Of course, these speed cameras are ostensibly all about the children, and not revenue. There are 162 speed cameras near parks and schools, although the city permits up to 300. Park speed cameras are active from 6 am to 11 pm, and school cameras from 7 a.m. to 7 p.m., despite the fact that these sites are devoid of any human activity for much of the time.

If there was any doubt that this is a cash grab and not a safety measure, look at a related resolution passed on the same day as the speed limit ordinance. It creates an interagency working group consisting of (among others), the Finance and Transportation Departments, City Clerk, and Office of Equity and Racial Justice. The working group is charged with “designing a more equitable enforcement system, including fines and fees reform”. So what, you might ask, does that mean?
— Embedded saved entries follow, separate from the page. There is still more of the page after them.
PR #154, opened 2016-06-09
Bump Symfony versions tests to 2.8

### LINKED ISSUE #51: Next major: Symfony version support
Let's talk about Symfony version support drop for next major of sonata bundles.

I think we all agree that SF 2.3 to 2.6 would be dropped.

What I'm not sure it's about 2.7. Should will still support it?

My thinking: Keeping only 2.8+ support would get us free of **LOT** of BC tricks between SF 2.7 and 2.8, especially for Form.

With that, we will have a clean code to start BC layers for next 3.x versions of Symfony.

The preamble of the resolution (all the Whereas clauses) gives us a clue when it states (among other things): (1) three of the five speed cameras with revenues over $2 million were on the South Side; (2) “the ability to pay precludes [sic] upper in-income households from the most punitive effects of tickets and fines;” (3) poor and working class families are more likely to incur penalties for non-or late payment; and (4) recommends developing graduated responses to address income inequities.

Yet the real goal is this: Although few are willing to say it out loud, several members of City Council have spoken in committee meetings about the possibility of income-based fines and other city fees. For example: In one recent hearing, aldermen discussed an income-based utility tax whereby the higher consumers’ income, the higher the rate of tax paid on their utility bills. This would require a change in law by the state legislature, which seems unlikely in this climate, but isn't out of the question. This vision would create an even bigger bureaucracy whereby the city would have to receive your income tax returns in order to determine the level of fines, which would undoubtedly be even higher than they are now.

Therefore, in summary, given Mayor Johnson’s seemingly insatiable appetite for human services spending, and the looming city deficit, it seems likely that this new speed limit will be used to greatly increase fines and penalties. By setting an unreasonably low speed limit, the city will create a huge new revenue stream. While Chicago has put some programs in place to reduce the burden of these fines and penalties, these apply only to the poorest residents, and the cumbersome bureaucratic process and tight requirements ensure that this relief will be unavailable to most residents. Consequently, we can count on even more fines and penalties imposed on residents, property tax increases, and other fees to come.